WOBB
- Tifton, Georgia; United States;
- Broadcast area: Albany, Georgia
- Frequency: 100.3 MHz
- Branding: B100

Programming
- Format: Country
- Affiliations: Premiere Radio Networks

Ownership
- Owner: iHeartMedia, Inc.; (iHM Licenses, LLC);
- Sister stations: WJYZ, WGEX, WJIZ-FM, WMRZ

History
- First air date: 1975 (as WCUP)
- Former call signs: WCUP (1975–1985) WSGY (1985–1994)

Technical information
- Licensing authority: FCC
- Facility ID: 74182
- Class: C0
- ERP: 100,000 watts
- HAAT: 304 meters (997 ft)
- Transmitter coordinates: 31°25′51.00″N 83°45′10.00″W﻿ / ﻿31.4308333°N 83.7527778°W

Links
- Public license information: Public file; LMS;
- Webcast: listen live
- Website: https://b100wobb.iheart.com/

= WOBB =

Radio station in Tifton-Albany, Georgia

WOBB (100.3 FM) is a radio station broadcasting a country music format. Licensed to Tifton, Georgia, United States, the station serves the Albany, Georgia area. The station is owned by iHeartMedia, Inc. and features programming from Premiere Radio Networks.
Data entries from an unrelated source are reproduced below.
Issue #586, opened 2019-08-01
Use automatic code formatting


t-b:
Inspired from https://github.com/tango-controls/cppTango/pull/581#issuecomment-516828044

Situation:
 The code base is currently manually formatted and indented. So it sometimes looks like

![grafik](https://user-images.githubusercontent.com/1185677/62293817-b273a580-b469-11e9-82c4-8e552fe837d4.png)

This is of course not nice as it forces the developer to manually indent using mixed indentation. And it is also a waste of developers time.

Proposal:
- [ ] Add clang-format file from https://github.com/AllenInstitute/ZeroMQ-XOP/blob/master/src/.clang-format
- [ ] Add a cmake target which calls clang-format
- [ ] Start discussion about how formatting should be done
- [ ] Make **1** commit changing all the C++ code to use the new formatting
- [ ] Document how users can ignore this commit when blaming using the new git blame feature available from git 2.23, see also https://github.com/gitster/git/commit/ae3f36dea16e51041c56ba9ed6b38380c8421816.
- [ ] Add a travis job which ensure that the PR matches our code formatting. Passing this check is *mandatory* for all PRs.
- [ ] Finalize formatting discussion

Ingvord:
+1

My 50 cents: auto-formatting procedure must be as simple as `Ctrl+Alt+L` in CLion

bourtemb:
> 
> 
> +1
> 
> My 50 cents: auto-formatting procedure must be as simple as `Ctrl+Alt+L` in CLion

It looks like CLion already supports clang-format:
https://www.jetbrains.com/help/clion/clangformat-as-alternative-formatter.html

PR #700, opened 2020-03-25
Upgrade llvm in warning as errors CI tests

t-b:


cppapi/server/fwdattribute.cpp
```diff
@@ -133,10 +133,10 @@ void FwdAttribute::set_att_config(const Tango::AttributeConfig_5 &conf)
 // Enum labels (in case of)
 //
 
-    enum_labels.clear();
```
bourtemb: This new indentation looks strange on github page showing the differences (this page).
It was not aligned before, but it still does not seems to be aligned with the code above (line 130) after.

cppapi/server/attrgetsetprop.cpp
```diff
@@ -440,8 +440,8 @@ void Attribute::add_config_5_specific(AttributeConfig_5 &conf)
 
 void Attribute::set_properties(const Tango::AttributeConfig &conf,std::string &dev_name,TANGO_UNUSED(bool from_ds),std::vector<AttPropDb> &v_db)
 {
-    if (name_lower == "state" || name_lower == "status")
-        return;
+  if (name_lower == "state" || name_lower == "status")
+    return;
```
bourtemb: 2 spaces indentation instead of 4?

cppapi/server/fwdattribute.cpp
bourtemb: I guess this is again due to the mixing between tabs and spaces.

bourtemb:
> Looks good! Could you please re-start failed jobs? 

I restarted them. I had to log out from Travis and log in again to be able to see the restart job buttons. Strange.

> Also, ubuntu 20.04 build started to fail, but this is unrelated to the changes you made in this PR.

Indeed. We have a an issue with 20.04 which is trying to install tzdata and his asking some questions during the install/configuration process.

t-b:
@bourtemb I'll look into that. How wide is a tab at cppTango? 4 spaces?

bourtemb:
> @bourtemb I'll look into that. How wide is a tab at cppTango? 4 spaces?

I would say 4 but I'm pretty sure it's not consistent all over the place. And in some files tabs are used instead of spaces.
The recommendation up to now was to fit the style of the surrounding code.
In this particular case, it looks like the surrounding code is using tabs, so tabs should be used here I would say?

Hopefully, when https://github.com/tango-controls/cppTango/issues/586 will be addressed, all these indentation issues will disappear.

t-b:
@bourtemb Thx.

t-b:
@mliszcz @bourtemb Updated.

t-b:
The important travis task passed, see https://travis-ci.org/github/tango-controls/cppTango/jobs/678571433.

Its studios are on Westover Boulevard in Albany, and the transmitter is located southeast of Sylvester, Georgia.

==History==
The station signed on the air with the assigned call sign WCUP in 1975, and first picked up a beautiful music format. In 1983, WCUP flipped its format to Top 40/CHR after former Top 40 station WWGS-AM dropped its format. On August 1, 1985, the station changed its call sign to WSGY, and became known as "Y-100" ("South Georgia's Power Station"). When 1989 rolled along, the station downgraded its Top 40 format to an adult contemporary format. This lasted until mid-1993 when the station dropped the format and flipped to its current country format, and on March 18, 1994, the station changed its call letters to WOBB.